EXERCISE DIRECTIONS. Tally the lines in the data that follows that include the word "explicit", and report nothing but the total.
BEGIN DATA LISTING
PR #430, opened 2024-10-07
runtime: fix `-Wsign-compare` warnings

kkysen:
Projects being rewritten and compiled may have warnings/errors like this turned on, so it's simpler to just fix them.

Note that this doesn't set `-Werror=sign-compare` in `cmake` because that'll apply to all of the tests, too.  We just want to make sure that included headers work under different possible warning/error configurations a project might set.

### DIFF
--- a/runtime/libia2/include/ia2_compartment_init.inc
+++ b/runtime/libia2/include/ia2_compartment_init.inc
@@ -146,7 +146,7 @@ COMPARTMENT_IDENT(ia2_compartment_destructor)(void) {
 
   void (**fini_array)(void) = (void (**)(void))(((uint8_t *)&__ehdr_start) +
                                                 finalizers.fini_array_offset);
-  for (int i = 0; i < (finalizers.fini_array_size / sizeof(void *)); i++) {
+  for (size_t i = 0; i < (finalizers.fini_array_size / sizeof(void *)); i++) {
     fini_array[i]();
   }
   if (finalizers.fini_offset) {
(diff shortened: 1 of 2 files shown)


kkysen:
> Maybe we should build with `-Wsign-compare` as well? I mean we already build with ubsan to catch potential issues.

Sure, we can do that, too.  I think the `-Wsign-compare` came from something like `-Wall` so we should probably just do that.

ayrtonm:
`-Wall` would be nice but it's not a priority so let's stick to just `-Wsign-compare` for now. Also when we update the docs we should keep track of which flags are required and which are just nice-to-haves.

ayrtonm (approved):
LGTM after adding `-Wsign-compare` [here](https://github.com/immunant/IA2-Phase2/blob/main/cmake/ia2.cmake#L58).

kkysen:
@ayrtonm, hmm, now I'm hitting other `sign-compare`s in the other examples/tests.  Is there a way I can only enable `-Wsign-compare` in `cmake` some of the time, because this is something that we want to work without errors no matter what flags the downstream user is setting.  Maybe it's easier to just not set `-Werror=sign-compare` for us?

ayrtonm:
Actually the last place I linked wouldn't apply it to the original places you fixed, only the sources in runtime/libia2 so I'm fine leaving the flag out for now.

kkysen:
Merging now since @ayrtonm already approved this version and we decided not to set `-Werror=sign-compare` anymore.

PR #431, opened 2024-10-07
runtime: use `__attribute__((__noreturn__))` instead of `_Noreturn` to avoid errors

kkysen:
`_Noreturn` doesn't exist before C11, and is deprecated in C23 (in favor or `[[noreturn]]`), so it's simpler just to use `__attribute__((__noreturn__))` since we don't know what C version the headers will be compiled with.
END DATA LISTING
BEGIN DATA LISTING
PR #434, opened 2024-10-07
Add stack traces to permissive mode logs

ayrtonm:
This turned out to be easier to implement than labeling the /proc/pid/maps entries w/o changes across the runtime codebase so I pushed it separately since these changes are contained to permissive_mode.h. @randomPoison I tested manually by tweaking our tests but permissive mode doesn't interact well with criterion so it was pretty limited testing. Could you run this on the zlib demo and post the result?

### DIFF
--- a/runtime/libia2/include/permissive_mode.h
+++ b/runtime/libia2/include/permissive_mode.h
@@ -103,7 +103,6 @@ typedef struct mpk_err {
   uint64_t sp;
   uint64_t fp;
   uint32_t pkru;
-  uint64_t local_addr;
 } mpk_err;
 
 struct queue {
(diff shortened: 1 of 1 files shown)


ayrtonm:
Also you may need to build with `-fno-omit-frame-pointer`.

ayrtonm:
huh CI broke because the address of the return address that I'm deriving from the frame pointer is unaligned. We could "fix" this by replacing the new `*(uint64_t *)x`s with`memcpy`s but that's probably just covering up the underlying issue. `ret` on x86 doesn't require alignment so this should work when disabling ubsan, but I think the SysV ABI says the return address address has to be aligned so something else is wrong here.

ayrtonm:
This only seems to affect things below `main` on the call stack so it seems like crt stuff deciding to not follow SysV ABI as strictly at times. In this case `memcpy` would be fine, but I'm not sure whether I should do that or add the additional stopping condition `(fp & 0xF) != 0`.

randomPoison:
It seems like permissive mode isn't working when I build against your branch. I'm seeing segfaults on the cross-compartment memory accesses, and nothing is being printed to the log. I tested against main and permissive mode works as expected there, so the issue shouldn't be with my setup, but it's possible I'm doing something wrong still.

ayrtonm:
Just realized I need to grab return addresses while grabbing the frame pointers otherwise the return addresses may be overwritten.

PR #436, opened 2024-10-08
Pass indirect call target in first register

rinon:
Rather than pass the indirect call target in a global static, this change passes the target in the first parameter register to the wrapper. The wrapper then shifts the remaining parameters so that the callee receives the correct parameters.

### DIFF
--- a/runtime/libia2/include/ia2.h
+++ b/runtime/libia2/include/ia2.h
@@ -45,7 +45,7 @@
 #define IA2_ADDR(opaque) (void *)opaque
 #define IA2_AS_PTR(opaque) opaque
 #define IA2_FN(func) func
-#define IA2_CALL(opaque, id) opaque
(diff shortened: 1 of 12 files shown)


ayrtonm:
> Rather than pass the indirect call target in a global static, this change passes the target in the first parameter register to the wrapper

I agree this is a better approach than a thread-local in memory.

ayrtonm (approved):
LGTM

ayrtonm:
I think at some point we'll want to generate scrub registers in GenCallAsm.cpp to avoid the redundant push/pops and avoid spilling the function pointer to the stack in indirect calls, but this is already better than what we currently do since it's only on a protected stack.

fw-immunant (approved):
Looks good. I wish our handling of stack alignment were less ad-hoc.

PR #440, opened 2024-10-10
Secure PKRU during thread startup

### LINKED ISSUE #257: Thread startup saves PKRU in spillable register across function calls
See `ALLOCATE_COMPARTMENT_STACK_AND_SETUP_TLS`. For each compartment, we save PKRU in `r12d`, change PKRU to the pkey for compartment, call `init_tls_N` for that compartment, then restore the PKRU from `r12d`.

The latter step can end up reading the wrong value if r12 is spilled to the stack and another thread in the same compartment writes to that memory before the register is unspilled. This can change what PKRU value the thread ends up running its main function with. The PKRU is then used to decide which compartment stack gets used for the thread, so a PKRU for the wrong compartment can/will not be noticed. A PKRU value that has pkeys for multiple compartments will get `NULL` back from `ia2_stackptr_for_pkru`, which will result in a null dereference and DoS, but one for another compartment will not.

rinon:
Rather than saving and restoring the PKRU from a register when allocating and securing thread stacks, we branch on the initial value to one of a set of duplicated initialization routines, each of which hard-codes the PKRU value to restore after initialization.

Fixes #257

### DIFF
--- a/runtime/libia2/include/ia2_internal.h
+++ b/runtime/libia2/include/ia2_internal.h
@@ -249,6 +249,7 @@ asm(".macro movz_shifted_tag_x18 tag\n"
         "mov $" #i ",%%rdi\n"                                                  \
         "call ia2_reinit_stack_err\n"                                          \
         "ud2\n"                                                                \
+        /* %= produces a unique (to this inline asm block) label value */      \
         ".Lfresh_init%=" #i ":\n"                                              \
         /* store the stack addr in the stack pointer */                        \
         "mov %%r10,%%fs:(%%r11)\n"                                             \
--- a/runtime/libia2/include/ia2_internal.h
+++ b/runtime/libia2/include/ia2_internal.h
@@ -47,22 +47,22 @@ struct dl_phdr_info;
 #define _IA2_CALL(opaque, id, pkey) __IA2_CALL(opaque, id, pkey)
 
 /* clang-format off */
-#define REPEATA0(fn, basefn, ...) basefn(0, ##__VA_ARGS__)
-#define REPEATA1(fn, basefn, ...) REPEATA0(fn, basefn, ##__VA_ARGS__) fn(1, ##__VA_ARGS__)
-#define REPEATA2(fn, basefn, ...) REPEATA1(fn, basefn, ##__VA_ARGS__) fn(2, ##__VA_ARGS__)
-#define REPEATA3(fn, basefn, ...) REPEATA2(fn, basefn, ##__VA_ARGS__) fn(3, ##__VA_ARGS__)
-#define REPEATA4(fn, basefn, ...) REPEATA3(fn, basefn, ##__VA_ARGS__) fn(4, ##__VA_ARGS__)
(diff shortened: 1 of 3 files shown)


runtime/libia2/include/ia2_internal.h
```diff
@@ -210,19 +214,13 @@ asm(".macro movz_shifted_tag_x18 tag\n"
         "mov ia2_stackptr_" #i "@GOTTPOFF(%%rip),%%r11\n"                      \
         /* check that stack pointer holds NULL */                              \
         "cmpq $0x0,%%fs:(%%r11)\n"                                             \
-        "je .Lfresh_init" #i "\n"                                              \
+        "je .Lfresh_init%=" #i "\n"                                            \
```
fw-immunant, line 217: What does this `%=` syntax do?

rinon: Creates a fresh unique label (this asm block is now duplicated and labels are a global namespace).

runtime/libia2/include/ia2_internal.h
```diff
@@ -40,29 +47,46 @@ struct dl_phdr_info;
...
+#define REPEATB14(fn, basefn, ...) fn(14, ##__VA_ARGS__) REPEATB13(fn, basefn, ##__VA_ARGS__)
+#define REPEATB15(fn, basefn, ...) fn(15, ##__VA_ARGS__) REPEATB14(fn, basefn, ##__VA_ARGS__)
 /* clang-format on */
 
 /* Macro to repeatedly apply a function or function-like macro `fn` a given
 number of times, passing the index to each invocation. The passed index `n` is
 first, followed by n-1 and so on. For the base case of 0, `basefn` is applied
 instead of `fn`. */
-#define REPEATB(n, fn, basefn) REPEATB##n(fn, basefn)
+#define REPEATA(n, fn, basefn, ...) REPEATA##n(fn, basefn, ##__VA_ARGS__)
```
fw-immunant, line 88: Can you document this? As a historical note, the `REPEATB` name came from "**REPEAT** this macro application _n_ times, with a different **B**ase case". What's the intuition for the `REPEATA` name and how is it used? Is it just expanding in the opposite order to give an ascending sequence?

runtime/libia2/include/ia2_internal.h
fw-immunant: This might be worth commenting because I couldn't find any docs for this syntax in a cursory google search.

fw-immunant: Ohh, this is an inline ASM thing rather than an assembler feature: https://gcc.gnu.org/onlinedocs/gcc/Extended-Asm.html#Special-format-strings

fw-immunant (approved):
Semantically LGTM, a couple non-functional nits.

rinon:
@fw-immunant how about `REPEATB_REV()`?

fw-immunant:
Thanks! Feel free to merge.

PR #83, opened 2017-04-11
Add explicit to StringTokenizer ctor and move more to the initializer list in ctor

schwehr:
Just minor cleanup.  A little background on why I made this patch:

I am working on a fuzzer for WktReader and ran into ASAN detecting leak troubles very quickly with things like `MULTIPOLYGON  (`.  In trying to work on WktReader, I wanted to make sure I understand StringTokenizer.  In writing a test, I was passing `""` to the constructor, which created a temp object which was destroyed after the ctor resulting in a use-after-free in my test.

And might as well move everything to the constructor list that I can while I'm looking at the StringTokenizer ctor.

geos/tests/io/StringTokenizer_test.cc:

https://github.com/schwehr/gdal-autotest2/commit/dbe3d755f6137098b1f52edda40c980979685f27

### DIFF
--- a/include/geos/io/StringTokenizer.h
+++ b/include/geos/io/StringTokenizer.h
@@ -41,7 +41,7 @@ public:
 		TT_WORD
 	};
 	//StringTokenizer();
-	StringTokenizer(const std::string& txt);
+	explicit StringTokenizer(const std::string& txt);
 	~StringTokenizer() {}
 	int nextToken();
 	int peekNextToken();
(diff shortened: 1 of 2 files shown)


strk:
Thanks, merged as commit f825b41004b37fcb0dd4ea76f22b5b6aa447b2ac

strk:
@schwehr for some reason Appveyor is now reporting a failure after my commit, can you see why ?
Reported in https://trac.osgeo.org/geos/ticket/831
END DATA LISTING
RESULT OF THE EXERCISE. 2